Minnesota leads the all-time series with a slim 11-10 advantage and has won five of six from the Cowboys.
WHAT TO WATCH FOR
Ponder is shot mentally but even if the light inexplicably goes off for him this week, Minnesota is still behind the 8-ball with its defense which ranks 30th in the NFL in both points per game (32.1) and yards (401.6).
The group also hasn't generated a turnover since safety Harrison Smith, perhaps the only difference-maker on the unit, was placed on short-term injured reserve with turf foe three weeks ago.
With Smith the Vikings have one of the worst secondaries in football and they will likely be down two more starters in Dallas with safety Jamarca Sanford (groin) and cornerback Chris Cook (hip) unlikely to go.
On the season Minnesota has allowed opponents to convert a league-high 51.0 percent on third downs, an almost incomprehensible failure at every level.
"You've got to look at how we're doing it, what we're doing schematically, and also the people that you're asking to do certain things," Frazier said. "Can they get it done? Do we need to be doing something different based on the people that we're asking to execute the defense?"
The answer to that seems obvious but this Vikings regime has always been more lip service and no matter what is said during the week, things stay the same on gameday.
Romo along with Dez Bryant and Jason Witten figure to eat this secondary's lunch, meaning Minnesota's only chance is to win a shootout and that's simply untenable with Ponder running things.
The skittish, third-year Florida State product also talked a good game before last week's debacle against the Packers, saying he no longer had anything to lose after being benched the first time and wasn't going to play the shrinking violet anymore.
Instead, when the bullets began to fly, he regressed to the one-read and go quarterback, who simply can't advance through his progressions. Ponder failed to let plays develop and locate wide open receivers downfield, instead tucking the ball and flushing right again and again.
Ponder is clearly the team's third-best option at QB right now but for whatever reason the headstrong Frazier fails to recognize that and therefore the Vikings won't be able to take advantage of Dallas' NFL-worst defense, which allows 422.5 yards a game.

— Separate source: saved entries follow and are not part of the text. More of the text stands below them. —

PR #4338, opened 2023-01-02
blueprints: Add `!Enumerate`, `!Value` and `!Index` tags

astro-stan:
# Details
N/A

### New Features
* Add `!Enumerate`, `!Value` and `!Index` tags

### Breaking Changes
N/A

## Additional
These tags collectively make it possible to iterate over objects which support iteration. Any iterable Python object is supported. Such as sequences (`[]`), mappings (`{}`) and even strings.

Example:

```
configuration_stages: !Enumerate [
    !Context map_of_totp_stage_names_and_types,
    SEQ, # Output a sequence
    !Find [!Format ["authentik_stages_authenticator_%s.authenticator%sstage", !Index 0, !Index 0], [name, !Value 0]] # The value of each item in the sequence
]
```

The above example will resolve to something like this:

```
configuration_stages:
- !Find [authentik_stages_authenticator_<stage_type_1>.authenticator<stage_type_1>stage, [name, <stage_name_1>]]
- !Find [authentik_stages_authenticator_<stage_type_2>.authenticator<stage_type_2>stage, [name, <stage_name_2>]]
```
 
See doc changes for more detail and examples.

### Implementation detail
The changes add a new base class called `YAMLTagContext`, which introduces the ability for tags to have their own contexts.

In the case of this PR, the tag context is used in the `!Enumerate` tag, to hold the currently iterated item of a sequence/mapping or any other iterable.

Accessing this context from other (nested) tags however proved challenging. I managed to keep the overall `.resolve()` interface the same, but I had to introduce a new hidden attribute (`self.__tag_contexts`) and private method (`self._get_tag_context()`) to the `BlueprintEntry` class.  Those can be used to access any parent tag's context from a tag that is nested inside it. The `_get_tag_context()` method  is private because it is only useful during tag resolution. It returns an empty list when not resolving tags.

### DIFF
--- a/authentik/blueprints/tests/fixtures/tags.yaml
+++ b/authentik/blueprints/tests/fixtures/tags.yaml
@@ -3,6 +3,9 @@ context:
     foo: bar
     policy_property: name
     policy_property_value: foo-bar-baz-qux
+    sequence:
+    - foo
+    - bar
 entries:
     - model: !Format ["%s", authentik_sources_oauth.oauthsource]
       state: !Format ["%s", present]
@@ -92,6 +95,41 @@ entries:
                   ]
               if_true_simple: !If [!Context foo, true, text]
               if_false_simple: !If [null, false, 2]
+              for: !For [
+                  !Context sequence,
+                  [
+                      !For [
+                          !ForItem 1,
+                          {
+                              key1: [
+                                  !Format ["str: %s, letter: %s", !ForItem 1, !ForItem 0],
+                                  !ForItem 1,
+                                  !ForItem 0,
+                                  !For [
+                                      !ForItem 2,
+                                      {
+                                        inner_inner_for_item: !Format ["%s", !ForItem 0]
+                                      }
+                                  ]
+                              ],
+                              key2: !ForItem 0
+                          }
+                      ],
+                      !For [
+                          !ForItem 1,
+                          {
+                              key1: {
+                                  inner_key1: !Format ["letter: %s, str: %s", !ForItem 0, !ForItem 1],
+                                  inner_key2: !ForItem 0,
+                                  inner_key3: !ForItem 1
+                              },
+                              key2: !ForItem 0
+                          }
+                      ],
+                      !ForItem 0,
+                      !Format ["%s-%s", !Context foo, !ForItem 0]
+                  ]
+              ]
       identifiers:
           name: test
       conditions:
--- a/authentik/blueprints/tests/fixtures/tags.yaml
+++ b/authentik/blueprints/tests/fixtures/tags.yaml
@@ -98,53 +98,53 @@ entries:
                   ]
               if_true_simple: !If [!Context foo, true, text]
               if_false_simple: !If [null, false, 2]
-              for_mapping: !For [
+              for_mapping: !Enumerate [
                   !Context mapping,
                   MAP,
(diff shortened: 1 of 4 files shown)


sdimovv:
This should be good to go now.

@BeryJu can you spare a few minutes to take a look at this, please? Let me know if you are happy with it.

BeryJu (approved):
LGTM

(Allthough I think this is probably enough custom YAML tags for now, I don't think blueprints need to become a fully turing complete language :D)

btw @sdimovv would you happen to be interested in working on authentik full time?

sdimovv:
> I don't think blueprints need to become a fully turing complete language :D

Ah, I was afraid you might say that :D. I am working on a blueprint registry (very early stages, and no and docs yet, but the repo is public if you want to check it out). The ultimate goal is to make it easy to deploy authentik instances and customize them to your needs through blueprint context. Which is why I came up with so many new features for the blueprints.

Regarding the job opportunity, I do have a full time job unfortunately. But I might be interested in freelance work if that is on the table? I can email you or message you on LinkedIn in if interested.

BeryJu:
> > I don't think blueprints need to become a fully turing complete language :D
> 
> Ah, I was afraid you might say that :D. I am working on a blueprint registry (very early stages, and no and docs yet, but the repo is public if you want to check it out). The ultimate goal is to make it easy to deploy authentik instances and customize them to your needs through blueprint context. Which is why I came up with so many new features for the blueprints.

I've actually been planning a similar thing, the next big thing I want to add for this is either allowing people to specify a JSON schema for the context, or (the more likely option) allow people to specify prompts (in the same format as the `prompt` stage would), which would then be shown when importing a blueprint, through a wizard

> Regarding the job opportunity, I do have a full time job unfortunately. But I might be interested in freelance work if that is on the table? I can email you or message you on LinkedIn if interested.

I kinda expected that to be the response, feel free to send contact details to jens@goauthentik.io

sdimovv:
> the next big thing I want to add for this is either allowing people to specify a JSON schema for the context, or (the more likely option) allow people to specify prompts (in the same format as the prompt stage would),
HA! I have been thinking about something similar (borrowed from Truenas SCALE's "question.yaml"), but I did not want to push it hehe. 

Also, regarding the turing completeness of the blueprints, I was thinking if perhaps a version 2 using Django's template language makes sense. Only problem is that is that it will be difficult to enforce the correct indentation everywhere.

BeryJu:
> Also, regarding the turing completeness of the blueprints, I was thinking if perhaps a version 2 using Django's template language makes sense. Only problem with that (I think) is that it will be difficult to enforce the correct indentation everywhere.

I'm generally not a fan of using templating languages to modify YAML (hence I also really dislike helm charts) so I would prefer these tags to that, the other option would obviously be to allow expressions in the same way as policies do, but at some point in the future when there's more of a community around blueprints, I'd rather those not get direct code execution (the other thing I want to do for that is for the validation to return a plan, somewhat like terraform), so people can preview what will be done when applying a blueprint

sdimovv:
> not a fan of using templating languages to modify YAML

I personally don't have strong opinions on YAML templating, but I can understand why you might dislike it.  

> not get direct code execution

Oh yes, definitely a bad idea.

> the other thing I want to do for that is for the validation to return a plan, somewhat like terraform

I like this. I will definitely be interested to see it implemented.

The Cowboys' D surrendered 623 total yards to Detroit but the team's real dysfunction revolves around Bryant, who was seemingly so jealous of the attention Johnson was getting from Stafford, he blew up on two different occasions in Detroit.
Bryant hauled in two brilliant touchdown receptions himself but only had three catches overall and was targeted just six times compared to the 16 looks Johnson got from Stafford.
Dez's first tirade was the more difficult one to defend, but the second will be most remembered because Witten got in Bryant's face and called him on his actions. Dallas was actually on top, 13-7, when Bryant aimed his anger at receivers coach Derek Dooley and Romo with the typical "get me the ball" rant that is a staple of every out-of-touch receiver who can't seem to comprehend football is the ultimate team game.
Believe it or not, the Lions don't want to target Johnson 16 times in a game, but Nate Burleson's injury has elevated the underwhelming Kris Durham and the now-injured Ryan Broyles to less-than-desirous complements.
On the other hand, with Witten, ascending rookie Terrance Williams, and even emerging slot receiver Cole Beasley available, Romo can actually look away from Bryant every now and again, a luxury which actually helps and is something his star receiver is not capable of understanding.
The sequel to Bryant's first rant came after Monte Kiffin's defense imploded in the final minute, but this time the only personalities on the Cowboys' sidelines strong enough to deal with it intervened. The 6-foot-6, 261-pound tough-as-nails Witten got in Bryant's face before injured defensive end DeMarcus Ware stepped in and played the role of Mills Lane in order to settle the unhinged Bryant down.
"My passion is always positive," Bryant said after the game in an effort to downplay his actions. "It's always positive. It's going to remain the same way. I'm not saying anything wrong. I'm not saying anything bad. It's all positive. That's just what it is."
To any objective observer, Bryant's tantrums were anything but positive and hardly smacked of constructive criticism, but he wasn't about to apologize for any of it.
"That's (the media's) problem," Bryant answered when asked how his behavior looked to people outside the Cowboys' inner circle. "Everybody knows up in this locker room who I am. It's been that way since Day 1. The day that I got drafted, like I told y'all, don't get it twisted: I love this game. I love my teammates. That's what it is."
Dallas needs to stop enabling Bryant before it's too late.
This game figures to be a tonic for a Cowboys team coming off the devastating loss marred further by the sideline antics of Bryant.
Of course, compared to the Vikings and their Keystone Cops-like dysfunction, Dallas is "Team Chemistry."